Calculate the mass of silver deposited when 0.2A of electricity is passed through a silver chloride solution for 2 hours, given that the chemical equivalence of silver is 0.000098g/c
I have a problem with the chemical equivalency given for Ag. Forgetting that for the moment:
If this is pure AgCl, then 96,485 coulombs will deposit 107.88 g Ag,
Coulombs = amperes x seconds = 0.2 A x 2 hr x (60 min/hr)(60 sec/min) = 1440.
107.88 g Ag x (1,440/96,485) = ? g Ag deposited.
I don't know where the value 0.000098g/c comes from. Perhaps the AgCl is not pure. Explain if you have further questions.
Well, well, well, looks like we've got ourselves a chemistry question. Brace yourself, because I'm about to make you laugh while I give you the answer.
To calculate the mass of silver deposited, we need to find out the number of moles of silver that are produced. And how do we do that, you ask? With the help of Faraday's law of electrolysis. Oh, boy, Faraday must have been quite a shocking guy!
According to good old Faraday, the number of moles of a substance produced is directly proportional to the amount of electricity passed through the solution. And that's where the 0.000098g/c constant comes into play. It tells us how many grams of silver are produced when one coulomb of charge passes through the solution. Talk about a silver lining!
So, we need to calculate the total charge passed through the solution first. Multiply the current (0.2A) by the time (2 hours), but don't forget to convert the hours to seconds, because we don't want to get our units tangled up. Trust me, tangles are for hair, not for units.
After you have the total charge, divide it by the value of one coulomb (because one coulomb is always craving some love) and multiply the result by the chemical equivalence of silver (0.000098g/c). This will give you the mass of silver deposited.
Now go on, my friend. Do the calculations and let me know if you need any more electrifying jokes while you're at it!
To calculate the mass of silver deposited, we need to use Faraday's Law of Electrolysis. The equation is:
mass = (current × time × molar mass of silver) / (number of electrons × Faraday's constant)

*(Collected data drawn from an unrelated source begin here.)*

PR #284, opened 2023-06-10
feature/SupportZepMemoryAndAutoSummary

wangerzi:
Support https://docs.getzep.com/sdk/langchain/ in Flowise.

Some limits:
- the unique session id should be changed manually in every conversion, because zep server doesn't support session id reuse now

image

### DIFF
--- a/packages/components/nodes/memory/ZepMemory/ZepMemory.ts
+++ b/packages/components/nodes/memory/ZepMemory/ZepMemory.ts
@@ -39,7 +39,7 @@ class ZepMemory_Memory implements INode {
                 label: 'Session Id',
                 name: 'sessionId',
                 type: 'string',
-                placeholder: 'if empty, chatId will be used automatically',
+                description: 'if empty, chatId will be used automatically',
                 default: '',
                 additionalParams: true
             },
--- a/packages/components/nodes/memory/ZepMemory/ZepMemory.ts
+++ b/packages/components/nodes/memory/ZepMemory/ZepMemory.ts
@@ -36,6 +36,14 @@ class ZepMemory_Memory implements INode {
                 default: true
             },
             {
+                label: 'Session Id',
+                name: 'sessionId',
+                type: 'string',
+                placeholder: 'if empty, chatId will be used automatically',
+                default: '',
+                additionalParams: true
+            },
+            {
                 label: 'Auto Summary Template',
                 name: 'autoSummaryTemplate',
                 type: 'string',
@@ -88,11 +96,13 @@ class ZepMemory_Memory implements INode {
         const inputKey = nodeData.inputs?.inputKey as string
         const autoSummaryTemplate = nodeData.inputs?.autoSummaryTemplate as string
         const autoSummary = nodeData.inputs?.autoSummary as boolean
-        const sessionId = options?.chatId as string
+        const sessionId = nodeData.inputs?.sessionId as string
+
+        const chatId = options?.chatId as string
 
         const obj: ZepMemoryInput = {
             baseURL,
-            sessionId,
+            sessionId: sessionId ? sessionId : chatId,
             aiPrefix,
             humanPrefix,
             returnMessages: true,
--- a/packages/components/nodes/memory/ZepMemory/ZepMemory.ts
+++ b/packages/components/nodes/memory/ZepMemory/ZepMemory.ts
@@ -2,6 +2,7 @@ import { SystemChatMessage } from 'langchain/schema'
 import { INode, INodeData, INodeParams } from '../../../src/Interface'
 import { getBaseClasses } from '../../../src/utils'
 import { ZepMemory, ZepMemoryInput } from 'langchain/memory/zep'
+import { ICommonObject } from '../../../src'
 
 class ZepMemory_Memory implements INode {
     label: string
@@ -27,13 +28,6 @@ class ZepMemory_Memory implements INode {
                 name: 'baseURL',
                 type: 'string',
                 default: 'http://127.0.0.1:8000'
-            },
-            {
-                label: 'Session Id',
-                name: 'sessionId',
-                type: 'string',
-                placeholder: 'unique and manually change in every conversion!',
-                default: ''
             },
             {
                 label: 'Auto Summary',
@@ -86,15 +80,15 @@ class ZepMemory_Memory implements INode {
         ]
     }
 
-    async init(nodeData: INodeData): Promise<any> {
+    async init(nodeData: INodeData, _: string, options: ICommonObject): Promise<any> {
         const baseURL = nodeData.inputs?.baseURL as string
-        const sessionId = nodeData.inputs?.sessionId as string
         const aiPrefix = nodeData.inputs?.aiPrefix as string
         const humanPrefix = nodeData.inputs?.humanPrefix as string
         const memoryKey = nodeData.inputs?.memoryKey as string
         const inputKey = nodeData.inputs?.inputKey as string
         const autoSummaryTemplate = nodeData.inputs?.autoSummaryTemplate as string
         const autoSummary = nodeData.inputs?.autoSummary as boolean
+        const sessionId = options?.chatId as string
 
         const obj: ZepMemoryInput = {
             baseURL,
--- a/packages/components/nodes/memory/ZepMemory/ZepMemory.ts
+++ b/packages/components/nodes/memory/ZepMemory/ZepMemory.ts
@@ -1,0 +1,136 @@
+import { SystemChatMessage } from 'langchain/schema'
+import { INode, INodeData, INodeParams } from '../../../src/Interface'
+import { getBaseClasses } from '../../../src/utils'
+import { ZepMemory, ZepMemoryInput } from 'langchain/memory/zep'
+
+class ZepMemory_Memory implements INode {
+    label: string
+    name: string
+    description: string
+    type: string
+    icon: string
+    category: string
+    baseClasses: string[]
+    inputs: INodeParams[]
+
+    constructor() {
+        this.label = 'Zep Memory'
+        this.name = 'ZepMemory'
+        this.type = 'ZepMemory'
+        this.icon = 'memory.svg'
+        this.category = 'Memory'
+        this.description = 'Summarizes the conversation and stores the memory in zep server'
+        this.baseClasses = [this.type, ...getBaseClasses(ZepMemory)]
+        this.inputs = [
+            {
+                label: 'Base URL',
+                name: 'baseURL',
+                type: 'string',
+                default: 'http://127.0.0.1:8000'
+            },
+            {
+                label: 'Session Id',
+                name: 'sessionId',
+                type: 'string',
+                placeholder: 'unique and manually change in every conversion!',
+                default: ''
+            },
+            {
+                label: 'Auto Summary',
+                name: 'autoSummary',
+                type: 'boolean',
+                default: true
+            },
+            {
+                label: 'Auto Summary Template',
+                name: 'autoSummaryTemplate',
+                type: 'string',
+                default: 'This is the summary of the following conversation:\n{summary}',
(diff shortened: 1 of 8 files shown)


wangerzi:
[zep-test Chatflow.zip](https://github.com/FlowiseAI/Flowise/files/11711502/zep-test.Chatflow.zip)
a simple chatflow demo.

HenryHengZJ:
thanks @wangerzi for the Zep addition!
can you help me understand the session id? what do you mean by should be changed manually in every conversion?

wangerzi:
> thanks @wangerzi for the Zep addition! can you help me understand the session id? what do you mean by should be changed manually in every conversion?

@HenryHengZJ Flowise is an interesting project, I'm very happy to make some contributions.😀

The session id in zep just like a unique identity of a conversion, zep server use session id to find memory, find summary for a request.

But when we want to create a new conversion in flowise, we must change the session id (or automatic generate a uuid for new conversion), because we can't **clear** zep chat history in this session by api.
image

Talk is cheap, I'm already prepared a demo to explain it:

Execution Prepare:
- run a zep server locally, refer: https://docs.getzep.com/deployment/quickstart/
- manually install `langchain` and `@getzep/zep-js`

```js
// import { ZepMemory } from 'langchain/memory/zep'
// import { Memory, Message } from '@getzep/zep-js'
const { ZepMemory } = require('langchain/memory/zep')
const { Memory, Message } = require('@getzep/zep-js')

const sessionId = 'test-3'
const zepURL = 'http://localhost:8000'

const memory = new ZepMemory({
    sessionId,
    memoryKey: 'chat_history',
    returnMessages: true,
    baseURL: zepURL
})

async function init() {
    const history = [
        {
            role: 'human',
            content: 'Who was Octavia Butler?'
        },
        {
            role: 'ai',
            content: 'Octavia Estelle Butler (June 22, 1947 – February 24, 2006) was an American' + ' science fiction author.'
        }
    ]

    const messages = history.map(({ role, content }) => new Message({ role, content }))
    const zepMemory = new Memory({ messages })

    await memory.zepClient.addMemory(sessionId, zepMemory)
}

async function testSearch() {
    await init()
    const data = await memory.loadMemoryVariables({
        lastN: 10
    })
    console.log('search data:', data)
}

async function testClear() {
    await memory.clear()
}

async function testCase1() {
    console.log('first search')
    await testSearch()
    await testClear()
    console.log('already cleared')
    await testSearch()
}

testCase1()
```

Execution Result told us if we can't use official api `memory.clear()` to reuse a same session id:
```bash
$ node test-zep.js
first search
search data: {
  chat_history: [
    ChatMessage {
      text: 'Who was Octavia Butler?',
      name: undefined,
      role: 'human'
    },
    ChatMessage {
      text: 'Octavia Estelle Butler (June 22, 1947 – February 24, 2006) was an American science fiction author.',
      name: undefined,
      role: 'ai'
    }
  ]
}
already cleared
D:\phpStudy\WWW\github\Flowise\node_modules\@getzep\zep-js\dist\zep-client.js:143
                    throw new exceptions_1.UnexpectedResponseError(`addMemoryAsync got an Unexpected status code: ${error.response.status}`);
                          ^

UnexpectedResponseError: addMemoryAsync got an Unexpected status code: 400
    at ZepClient.<anonymous> (D:\phpStudy\WWW\github\Flowise\node_modules\@getzep\zep-js\dist\zep-client.js:143:27)
    at Generator.throw (<anonymous>)
    at rejected (D:\phpStudy\WWW\github\Flowise\node_modules\@getzep\zep-js\dist\zep-client.js:29:65)
    at process.processTicksAndRejections (node:internal/process/task_queues:95:5) {
  responseData: undefined
}

Node.js v18.16.0
```

References:

- Langchain source code: https://github.com/hwchase17/langchainjs/blob/main/langchain/src/memory/zep.ts#L143-L152
- Zep document: https://www.getzep.com/zep-langchainjs-memory/

HenryHengZJ:
@wangerzi oh okay in that case, can we just use timestamp string as session id? that way we can save user from inputting/changing session id everytime

wangerzi:
@HenryHengZJ Sounds like a great idea to solve this problem👏, I'll try to use the conversion start time as zep session after 8 hours  (after wake up🌞)

wangerzi:
@HenryHengZJ According to the current data structure, I think the first chat message id is a better choice for `chat_id`

For generality, I found the first chat message in backend, and pass it by `options` in `INode` definition `init?(nodeData: INodeData, input: string, options?: ICommonObject): Promise<any>`

This is the minimum modification in my mind, but I'm not sure if you have better solution for this.

image

Key Code:
- https://github.com/FlowiseAI/Flowise/pull/284/files#diff-8e6dfbbfb522575fe7c568c2de518bf9de351de83c9dbb48eaa865cd54450eb3R509-R518
- https://github.com/FlowiseAI/Flowise/pull/284/files#diff-473a2e7fb254080e3d1f8e339d5bbf13cb756874dd9aae2b3def6d49a8dfb41dR218

packages/server/src/ChildProcess.ts
```diff
@@ -83,6 +83,7 @@ export class ChildProcess {
                 depthQueue,
                 componentNodes,
                 incomingInput.question,
+                '',
```
HenryHengZJ, line 86: can we also pass in the `chatid` from here - https://github.com/FlowiseAI/Flowise/blob/main/packages/server/src/index.ts#L445 ?

packages/ui/src/views/chatmessage/ChatMessage.js
```diff
@@ -118,7 +118,8 @@ export const ChatMessage = ({ open, chatflowid, isDialog }) => {
 
         setLoading(true)
         setMessages((prevMessages) => [...prevMessages, { message: userInput, type: 'userMessage' }])
-        addChatMessage(userInput, 'userMessage')
+        // waiting for first chatmessage uploaded, the first chatmessage id will be chatId for every components
```
HenryHengZJ, line 121: the code `await addChatMessage(userInput, 'userMessage')` looks the same before and after changes, is the comment redundant?

packages/components/nodes/memory/ZepMemory/ZepMemory.ts
```diff
@@ -0,0 +1,130 @@
...
+                type: 'string',
+                default: 'http://127.0.0.1:8000'
+            },
+            {
+                label: 'Auto Summary',
+                name: 'autoSummary',
+                type: 'boolean',
+                default: true
+            },
+            {
```
HenryHengZJ, line 38: I think we can also still have the session id in case when user want to resume the previous conversation. if the session id field is not filled, then we can use the first `chatid`:

```
{
      label: 'Session Id',
      name: 'sessionId',
      type: 'string',
      optional: true,
      additionalParams: true
},
```

HenryHengZJ:
> @HenryHengZJ According to the current data structure, I think the first chat message id is a better choice for `chat_id`
> 
> For generality, I found the first chat message in backend, and pass it by `options` in `INode` definition `init?(nodeData: INodeData, input: string, options?: ICommonObject): Promise<any>`
> 
> This is the minimum modification in my mind, but I'm not sure if you have better solution for this.
> 
> image
> 
> Key Code:
> 
> * https://github.com/FlowiseAI/Flowise/pull/284/files#diff-8e6dfbbfb522575fe7c568c2de518bf9de351de83c9dbb48eaa865cd54450eb3R509-R518
> * https://github.com/FlowiseAI/Flowise/pull/284/files#diff-473a2e7fb254080e3d1f8e339d5bbf13cb756874dd9aae2b3def6d49a8dfb41dR218

i love the idea of using first chat id, that way when user clear the conversation, the session id will also be refreshed

packages/ui/src/views/chatmessage/ChatMessage.js
wangerzi: Hi, maybe I should say goodmorning to you! Considering that when the chat message is sent for the first time, if the `POST /chatmessage/{id}` request and the `POST /internal-prediction/${id}` request are executed concurrently, the first message id ORM query will fail in the prediction request.

packages/components/nodes/memory/ZepMemory/ZepMemory.ts
wangerzi: This is better than the current, I'll implement it later! 😀

packages/server/src/ChildProcess.ts
wangerzi: It's missing, I have forgot the `chatflow` variable contains a correct chatflow.id we can use, I'll fix it later!👀

packages/ui/src/views/chatmessage/ChatMessage.js
wangerzi: I tried to remove `await` and make some test, as my last comment, it will trigger error from api `/internal-prediction/{id}` sometimes, because chatmessage can't be queried in database
image

wangerzi:
@HenryHengZJ I'm already update the code based on our conversion, and I create a new function `getChatId` at `index.ts`, it's easy to use but I'm not sure if this is the best place.

packages/components/nodes/memory/ZepMemory/ZepMemory.ts
```diff
@@ -0,0 +1,140 @@
...
+                label: 'Session Id',
+                name: 'sessionId',
+                type: 'string',
+                placeholder: 'if empty, chatId will be used automatically',
```
HenryHengZJ, line 42: we can use `description` for the message

packages/server/src/ChildProcess.ts
```diff
@@ -76,13 +77,15 @@ export class ChildProcess {
             const { startingNodeIds, depthQueue } = getStartingNodes(nonDirectedGraph, endingNodeId)
 
             /*** BFS to traverse from Starting Nodes to Ending Node ***/
+            const chatId = await getChatId(chatflow.id)
```
HenryHengZJ, line 80: this will not work because child processes dont have access to `DataSource`. You'll have to get the chatid in `startChildProcess()` and pass it in the `IRunChatflowMessageValue` - https://github.com/FlowiseAI/Flowise/blob/main/packages/server/src/index.ts#L449. Then retrieve it here - https://github.com/FlowiseAI/Flowise/blob/main/packages/server/src/ChildProcess.ts#L26

packages/server/src/index.ts
```diff
@@ -661,6 +665,18 @@ export class App {
     }
 }
```
HenryHengZJ, line 667: can you add 
```
/**
 * Get first chat message id
 * @param {string} chatflowid
 * @returns {string}
*/
```

wangerzi:
@HenryHengZJ Thank you very much for your patience and guidance, I have changed my code by your comment.😀

em, but I just have a little confusion, I don't known how to test `ChildProcess.ts` in the UI

HenryHengZJ:
> @HenryHengZJ Thank you very much for your patience and guidance, I have changed my code by your comment.😀
> 
> em, but I just have a little confusion, I don't known how to test `ChildProcess.ts` in the UI

In the `.env` file in `packages/server`, you can specify the `EXECUTION_MODE`: https://github.com/FlowiseAI/Flowise/blob/main/packages/server/.env.example#L4

wangerzi:
> > @HenryHengZJ Thank you very much for your patience and guidance, I have changed my code by your comment.😀
> > em, but I just have a little confusion, I don't known how to test `ChildProcess.ts` in the UI
> 
> In the `.env` file in `packages/server`, you can specify the `EXECUTION_MODE`: https://github.com/FlowiseAI/Flowise/blob/main/packages/server/.env.example#L4

Thanks for answering, I've updated some code to remove a useless ORM query and tested the `ChildProcess.ts` by modify `.env`

HenryHengZJ:
thanks @wangerzi !! tested and it works like a charm!

really appreciate the ground work of session id using chat id, it makes it easy for other memory implementation thats using session id as well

First, let's determine the number of electrons involved in the reaction. From the balanced chemical equation:
Ag+ + e- → Ag
We can see that one electron is used to deposit one silver ion. Therefore, the number of electrons involved is 1.
Next, let's calculate the molar mass of silver (Ag). The atomic mass of silver is approximately 107.87 g/mol.
Now, we can calculate the mass of silver using the given current, time, and the values we just determined. The Faraday's constant is 96485 C/mol, which represents the amount of charge carried by one mole of electrons.
mass = (0.2 A × 2 hours × 3600 s/hour × 107.87 g/mol) / (1 electron × 96485 C/mol)
mass = (0.2 A × 7200 s × 107.87 g) / 96485 C
mass ≈ 0.0019 g
Therefore, the mass of silver deposited when 0.2A of electricity is passed through the silver chloride solution for 2 hours is approximately 0.0019 grams.
To calculate the mass of silver deposited, we need to use the concept of Faraday's law of electrolysis.
Faraday's law states that the mass of a substance deposited or liberated at an electrode is directly proportional to the amount of electricity passed through the electrolyte. The relationship can be expressed as:
Mass (in grams) = Current (in amperes) × Time (in seconds) × Equivalent weight (in grams per coulomb)
First, we need to convert the time from hours to seconds. There are 3600 seconds in one hour, so 2 hours is equal to 2 × 3600 = 7200 seconds.
Now, let's calculate the mass of silver using the given data.
Current (I) = 0.2A
Time (t) = 7200 seconds
Equivalent weight (E) = 0.000098g/C
Mass of silver (m) = I × t × E
Substituting the values:
m = 0.2A × 7200s × 0.000098g/C
m = 1.4112g
Therefore, the mass of silver deposited when 0.2A of electricity is passed through the silver chloride solution for 2 hours is approximately 1.4112 grams.